Mechanism: Intermittent NAD+ precursor priming activates SIRT1, which sensitizes senescent cells to apoptosis by deactivating BCL-2 antagonists, allowing lower senolytic doses. Readout: Readout: This approach leads to a ≥30% greater reduction in senescent cells and prevents thrombocytopenia compared to senolytics alone.
Hypothesis
Combining intermittent senolytic dosing with a short‑acting NAD+ precursor given shortly before each senolytic pulse increases senescent cell apoptosis while allowing lower senolytic doses, thereby decreasing off‑target effects such as thrombocytopenia.
Mechanistic Rationale
Senescent cells exhibit a heightened reliance on anti‑apoptotic BCL‑2 family proteins for survival [[https://pmc.ncbi.nlm.nih.gov/articles/PMC12456441/]]. NAD+ replenishment activates SIRT1, which deacetylates p53 and FOXO transcription factors, shifting the balance toward pro‑apoptotic signaling [[https://doi.org/10.1038/s42003-020-01514-y]]. When NAD+ levels are elevated, the mitochondrial NAD+/NADH ratio improves, enhancing SIRT1‑mediated deacetylation of BCL‑2 antagonists and lowering the threshold for senolytic‑induced apoptosis. An intermittent "hit‑and‑run" senolytic schedule already shows efficacy without continuous exposure [[https://doi.org/10.7554/elife.75492]]. Aligning the NAD+ peak with senolytic exposure should synergistically sensitize senescent cells to apoptosis, permitting dose reduction.
Experimental Design
Animal study – Use 20‑month‑old C57BL/6 mice divided into four groups (n=15 per group):
- Vehicle control.
- Intermittent senolytic (dasatinib 5 mg/kg + quercetin 50 mg/kg) administered once weekly for three weeks.

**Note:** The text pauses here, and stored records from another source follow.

Issue #8701, opened 2026-08-30
[Bug]: Ghostty scrollback is configured as bytes despite being named as rows


zero-two-rafaeltab:
## Impact

T3 silently discards most of the terminal scrollback it appears to configure. The deterministic reproduction retains only **800 of the intended 10,000 rows** at 80 columns—a loss of more than 90%—and the effective count can be even lower at wider terminal sizes.

This means output from long-running agent commands, builds, test suites, logs, and stack traces can disappear from the terminal before users have a chance to inspect or copy it. There is no truncation marker or warning, so the terminal simply starts at a much later line when the user scrolls to the top. The loss happens inside the renderer and can occur even while the raw output remains below T3's separate 512 KiB client-buffer limit.

The affected renderer is used by web and desktop, and Android mirrors the same incorrect value in its native terminal bridge.

## Before submitting

- [x] I searched existing issues and did not find a duplicate.
- [x] I included enough detail to reproduce or investigate the problem.

## Area

`apps/web` (also affects desktop because it uses the web terminal, and Android mirrors the same configuration in its native bridge)

## Problem statement

T3 configures the embedded Ghostty terminal with a value named `MAX_SCROLLBACK_ROWS = 10_000` on web and `kMaxScrollbackRows = 10000` on Android. The pinned `libghostty-vt` C header also describes `max_scrollback` as a maximum number of lines.

The pinned Ghostty implementation actually interprets that field as a byte budget. T3 is therefore requesting 10,000 bytes while its naming and the public header indicate an intended limit of 10,000 rows.

Ghostty does not retain a literal 10 KB buffer because it rounds/clamps the request to its internal page and viewport minimum. That masks the unit mismatch, but the resulting history is still far below 10,000 rows and varies with terminal width.

## Steps to reproduce

A focused failing test using T3's actual vendored Ghostty WASM is available here:

- [Failing test at an immutable commit](https://github.com/zero-two-rafaeltab/t3code/blob/2fefadf44d9b3b6ce76afb927ba12758c5faa91e/apps/web/src/terminal/ghostty/runtimeAbi.test.ts#L207-L246)
- [Reproduction branch](https://github.com/zero-two-rafaeltab/t3code/tree/repro/ghostty-scrollback-unit-mismatch)

Run it with:

```shell
pnpm --filter @t3tools/web exec vp test run --project unit src/terminal/ghostty/runtimeAbi.test.ts
```

[...]

PR #8766, opened 2026-08-30
fix(terminal): mitigate limited Ghostty scrollback

zero-two-rafaeltab:
> A separate PR will provide the durable fix for #8701 by upgrading libghostty-vt and configuring independent line and byte limits. This smaller hotfix is intended to remove the immediate user impact while that larger change is reviewed.

Refs #8701

## Summary

T3 currently passes `10,000` as Ghostty's maximum scrollback value, treating it as a row count. The currently pinned Ghostty ABI interprets that value as bytes, causing terminals to retain very little history.

This hotfix works around the issue without changing the Ghostty ABI:

- Renames the web and Android constants to accurately describe bytes.
- Uses a 32 MiB (`33,554,432` byte) per-terminal budget for T3's uncompressed embedded paths.
- Applies the same value to web and Android.
- Keeps direct vendored-WASM regression coverage and adds a production-constructor regression through `GhosttyTerminalCore`.
- Verifies that an 80-column terminal retains substantially more history and no longer collapses to Ghostty's minimum allocation.

This is intentionally not a complete fix for #8701. A byte budget cannot guarantee exactly 10,000 retained rows because row memory usage varies with terminal width and content. The durable fix requires the newer Ghostty ABI with independent byte and line limits.

The 32 MiB cap did not undercut the intended history in the verified regression scenarios while preserving a deliberate per-terminal memory bound. It does not turn the byte-based ABI into a line guarantee.

This PR does not:

- Upgrade libghostty-vt.
- Rebuild vendored Ghostty artifacts.
- Add client/server scrollback configurability.
- Change application protocols or persisted settings.

## Verification

- The direct vendored-WASM regression confirms that an 80-column terminal retains substantially more than Ghostty's minimum allocation.
- The production-constructor regression exercises the app's configured budget through `GhosttyTerminalCore.create`, `write`, and `scrollbarState`; reverting only the production value to 10,000 bytes makes it fail with 602 retained rows.
- Both focused Ghostty test files pass: 11 tests in 301 ms of test execution.
- Targeted formatting, linting, web typechecking, and the web build pass.
- Desktop build and smoke test pass.
- Android typechecking, x86_64 native compilation, and the Android app build pass.
- The Android native fingerprint includes the changed JNI source.

The following 12,000-line scenario was exercised in real web, desktop, and Android terminals:

```sh
printf '\033c'; cols=$(tput cols 2>/dev/null || printf '?'); i=1; while [ "$i" -le 12000 ]; do printf 'T3-SCROLLBACK-%05d\n' "$i"; i=$((i+1)); done; printf 'T3-END cols=%s\n' "$cols"
```

Observed oldest retained lines:

| Surface | Width | Oldest line |
|---|---:|---|
| Web | 129 columns | `T3-SCROLLBACK-00001` |
| Desktop | 106 columns | `T3-SCROLLBACK-00001` |
| Android | 80 columns | `T3-SCROLLBACK-00001` |

These results demonstrate improved retention, not an exact row-count guarantee.

Model: GPT-5.6 Codex  
Harness: T3 Code

### DIFF
--- a/apps/mobile/modules/t3-terminal/android/src/main/cpp/t3_terminal_jni.cpp
+++ b/apps/mobile/modules/t3-terminal/android/src/main/cpp/t3_terminal_jni.cpp
@@ -12,7 +12,7 @@ namespace {
 
 constexpr uint32_t kSnapshotMagic = 0x54563354;  // "T3VT" in little endian.
 constexpr uint16_t kSnapshotVersion = 1;
-constexpr size_t kMaxScrollbackRows = 10000;
+constexpr size_t kMaxScrollbackBytes = 32 * 1024 * 1024;
 
 enum CellFlag : uint16_t {
   kBold = 1 << 0,
@@ -205,7 +205,7 @@ Java_expo_modules_t3terminal_GhosttyBridge_nativeCreate(
   GhosttyTerminalOptions options = {
       .cols = static_cast<uint16_t>(std::clamp(cols, 1, 65535)),
       .rows = static_cast<uint16_t>(std::clamp(rows, 1, 65535)),
-      .max_scrollback = kMaxScrollbackRows,
+      .max_scrollback = kMaxScrollbackBytes,
   };
   if (ghostty_terminal_new(nullptr, &session->terminal, options) != GHOSTTY_SUCCESS ||
       ghostty_render_state_new(nullptr, &session->render_state) != GHOSTTY_SUCCESS ||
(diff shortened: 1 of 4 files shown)


rafaeltab:
PR made by my agent under my supervision. I am doing a manual check of this PR and the linked PR on web, desktop and android before publishing.

rafaeltab:
Manually verified that this is working on:
web (manjaro linux with zen browser)
desktop (manjaro linux)
android

shivamhwp:

The new ABI test writes `32 * 1024 * 1024` directly into its own options. Reverting the production core constant to 10,000 therefore leaves this test green. Please add the history-retention regression through `GhosttyTerminalCore.create` and `write`, so it exercises the budget the app actually configures. Keep the ABI check if it provides separate value. The distinction between a byte budget and a guaranteed line count should remain explicit.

- NAD+ precursor (nicotinamide riboside, 300 mg/kg) given orally 2 hours before each senolytic dose (same schedule as group 2).

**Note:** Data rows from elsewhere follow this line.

PR #8767, opened 2026-08-30
fix(terminal): retain intended Ghostty scrollback

### LINKED ISSUE #8701: [Bug]: Ghostty scrollback is configured as bytes despite being named as rows

zero-two-rafaeltab:
> [#8766](https://github.com/pingdotgg/t3code/pull/8766) is a smaller byte-budget-only hotfix. It bypasses the unit mismatch rather than fixing it and does not provide the intended line-retention guarantee. This PR provides the durable fix by upgrading to Ghostty's explicit byte and line APIs.

Fixes #8701

## Summary

T3 was unintentionally inheriting libghostty-vt's 10,000-byte scrollback default, causing terminals to retain far fewer than the intended 10,000 lines.

This change:

- Pins libghostty-vt to reviewed upstream revision [`5a35415a`](https://github.com/ghostty-org/ghostty/commit/5a35415a5d59a117e654735ca5a01f876dec5841), which contains the explicit scrollback byte and line API.
- Migrates the web and Android constructors to the updated ABI.
- Configures each terminal with:
  - 10,000 physical scrollback lines.
  - An independent 32 MiB byte safety cap.
- Rebuilds the vendored web WASM and all four Android shared libraries.
- Makes Android derive its revision from the canonical `native/libghostty-vt/VERSION` pin.
- Updates the vendored headers, notices, rebuild documentation, and direct ABI assumptions.
- Removes an obsolete web cursor-blink reset workaround because the upgraded ABI now preserves the embedder default across terminal resets.

Ghostty prunes complete pages, so retained history stays within one internal page of 10,000; in this pinned revision, pruning can undershoot the configured line limit. Whichever limit is reached first wins.

## Why 32 MiB?

The embedded WebAssembly build cannot use Ghostty's scrollback compression. Android's 64-bit libraries support compression, but its 32-bit libraries do not, and T3 does not schedule compression through the C ABI.

The 32 MiB cap therefore treats scrollback as uncompressed on every surface. It is the smallest tested cap that did not become the first-reached limit before Ghostty's approximately 10,000-line boundary at representative terminal widths up to 320 columns, while still providing a deliberate per-terminal page-data bound.

## Verification

- Focused Ghostty ABI, core, renderer, surface, selection, input, mouse, keyboard, PTY-reply, and terminal-drawer tests pass.
- The production-constructor regression test retains 9,643 rows at 80 columns—within one 674-row internal page of 10,000—using the actual vendored WASM, and fails if the 10,000-byte default remains active.
- Targeted formatting, linting, web typechecking, and web/desktop builds pass.
- Android native static checks, Gradle compilation, and the Android app build pass.
- The vendored WASM reports the canonical Ghostty revision.
- Android headers and all four shared libraries were rebuilt from the same canonical revision.
- The 12,000-line PTY scenario was exercised successfully on web, desktop, and an Android emulator at narrow, normal, and wide dimensions.
- Controlled WASM measurements confirmed that the 32 MiB page-data cap does not become first-reached before the line target at representative widths; total per-terminal memory can exceed 32 MiB because visible-grid and non-page state are outside that cap.

No client/server scrollback configurability or protocol changes are included.

Model: GPT-5.6 Codex  
Harness: T3 Code

> [!NOTE]
> ### Configure Ghostty terminals to retain 10,000 scrollback lines and 32 MiB byte cap
> - Sets `SCROLLBACK_MAX_LINES` to 10,000 and `SCROLLBACK_MAX_BYTES` to 32 MiB on both web ([core.ts](apps/web/src/terminal/ghostty/core.ts)) and Android ([t3_terminal_jni.cpp](apps/mobile/modules/t3-terminal/android/src/main/cpp/t3_terminal_jni.cpp)) via the new `GHOSTTY_TERMINAL_OPT_SCROLLBACK_MAX_BYTES` and `GHOSTTY_TERMINAL_OPT_SCROLLBACK_MAX_LINES` options
> - Migrates to the updated upstream Ghostty API: `ghostty_terminal_new` now takes explicit `cols`/`rows` instead of a `GhosttyTerminalOptions` struct; options are applied via subsequent `ghostty_terminal_set` calls. All tests in [runtimeAbi.test.ts](apps/web/src/terminal/ghostty/runtimeAbi.test.ts) updated accordingly
> - Updates the vendored Ghostty revision in [VERSION](native/libghostty-vt/VERSION) to `5a35415a` and rebuilds native libraries for all architectures; build scripts now read the revision from the VERSION file and default to Zig 0.16.0
> - After `ghostty_terminal_reset`, the embedder default cursor blink is no longer reapplied — the terminal manages cursor blink state post-reset
> - Risk: `ghostty_terminal_new` signature change is breaking for any out-of-tree consumer; `ghostty_terminal_set` with `NULL` value now follows per-option documented semantics instead of blanket reset-to-default; `GHOSTTY_TERMINAL_OPT_KITTY_IMAGE_MEDIUM_TEMP_FILE` now takes a directory `GhosttyString` instead of a `bool`
>
> 
>
> <sup><a href="https://app.macroscope.com">Macroscope</a> summarized 98fb079.</sup>
> 
>

---

> [!NOTE]
> **Medium Risk**
> Touches vendored native/WASM terminal core and a breaking Ghostty C ABI, but changes are scoped to scrollback configuration and constructor migration with targeted ABI tests.
> 
> **Overview**
> Fixes terminals retaining far fewer scrollback lines than intended because embedders were effectively hitting **libghostty-vt’s ~10,000-byte default** instead of configuring line limits.
> 
> **Pins** vendored `libghostty-vt` to `5a35415a`, rebuilds web WASM and all four Android shared libraries, and makes Android’s build script read the canonical `native/libghostty-vt/VERSION` (Zig **0.16.0**).
> 
> **Migrates** web (`core.ts`) and Android JNI to the new API: `ghostty_terminal_new(cols, rows)` plus `GHOSTTY_TERMINAL_OPT_SCROLLBACK_MAX_LINES` (**10,000**) and `SCROLLBACK_MAX_BYTES` (**32 MiB**), with whichever limit is reached first winning (page-granularity makes row counts approximate).
> 
> **Removes** the web workaround that reapplied default cursor blink after `ghostty_terminal_reset` / session replay; the upgraded Ghostty revision preserves embedder defaults across RIS.
> 
> **Adds** ABI/regression coverage (including a production-constructor test that writes ~11k lines against vendored WASM) and updates architecture/docs and third-party notices.
> 
> <sup>Reviewed by [Cursor Bugbot](https://cursor.com/bugbot) for commit 98fb079fad6e0bcbde9277bc4e2190fd2bc13c8a. Bugbot is set up for automated code reviews on this repo. Configure [here](https://www.cursor.com/dashboard/bugbot).</sup>


rafaeltab:
PR made by my agent under my supervision. I am doing a manual check of this PR and the linked PR on web, desktop and android before publishing.

rafaeltab:
Manually verified across:

web (on Manjaro linux with zen browser)
desktop (on Manjaro linux)
mobile (android on an S26 Ultra)

Haven't found anything non-functional while testing, and the scroll back goes way further now.

Recordings:

[recording web](https://github.com/user-attachments/assets/9f8a7d0c-4b36-4446-be64-9a42431a1ffc)
[recording desktop](https://github.com/user-attachments/assets/3e61a43a-af30-4751-bdd7-551af3d94751)
[recording android](https://github.com/user-attachments/assets/3c9f0b73-36b3-4a42-b435-defc3b49c5fa)

NOTE: desktop and android recordings were made by using the already run command (restored from t3 server), so that's why they only go back ~5000 lines. I have run them and checked manually that they go way further, but forgot to do so during the recording :see_no_evil:

juliusmarminge:

**Reason:** XXL unvouched libghostty-vt rebuild overlapping trusted upgrade #8563; hotfix is #8766
**Related:** #8563

rafaeltab:
@juliusmarminge the PR you linked does the upgrade needed for the fix to be possible, but doesn't actually fix the bug. Some options:

1. I could help on that PR to get the linked bug fixed
2. I could wait for that PR to be merged, and then fix the bug (would likely be around size S or M)
3. I could rebase this PR onto main, get it updated, tested, etc.

I'll try to do option 1 either way

rafaeltab:
Actually, I ran into several errors while trying their change locally.

I will update this PR, and reopen it to offer an alternative. I will keep targeting the same version I am now though, as I think it is better to keep the scope the same. Feel free to ask me to target a different version.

- NAD+ precursor alone (same timing, no senolytic).
Endpoints – At 48 hours after the final senolytic dose:
- Quantify senescent cell burden in lung, liver, and adipose tissue via p16^INK4a immunofluorescence and SASP cytokine ELISA (IL‑6, MMP‑3).
- Measure circulating platelets to assess thrombocytopenia risk.
- Evaluate physical function using grip strength and frailty index.
- Assess mitochondrial respiration in isolated tissues (Seahorse XF).
Human ex‑vivo validation – Isolate mesenchymal stem cells from donors >65 years, induce senescence with irradiation, then treat with nicotinamide riboside (1 mM) for 4 hours followed by dasatinib+quercetin (10 nM+1 µM) for 24 hours. Compare apoptosis (caspase‑3/7 activity) and senescence‑associated β‑galactosidase to senolytic‑only and NAD+‑only conditions.
Predicted Outcomes
If the hypothesis is correct, group 3 will show:
- A ≥30 % greater reduction in p16^INK4a‑positive cells vs group 2 at the same senolytic dose.
- Equivalent or superior senescent cell clearance compared to group 2 despite a 50 % lower senolytic dose (tested in a separate dose‑reduction arm).
- No significant drop in platelet counts, whereas group 2 exhibits mild thrombocytopenia (>15 % decrease).
- Improved grip strength and lower frailty index relative to controls.
- In human MSCs, synergistic increase in apoptosis (>2‑fold over additive) only when NAD+ priming precedes senolytic exposure.
Potential Pitfalls and Falsification
Failure to observe enhanced senescent cell clearance or toxicity reduction in group 3 would falsify the hypothesis. Alternative outcomes—such as NAD+ alone reducing senescence without senolytics—would still inform mechanistic understanding but would not support the claimed synergy. Careful timing of NAD+ administration is critical; if the precursor is given too early or too late, the expected sensitization may not occur, which would also refute the specific mechanistic claim but not the broader concept of metabolic priming.
This proposal is directly testable, uses clinically relevant agents, and offers a clear path to lower‑dose senolytic regimens with improved safety profiles.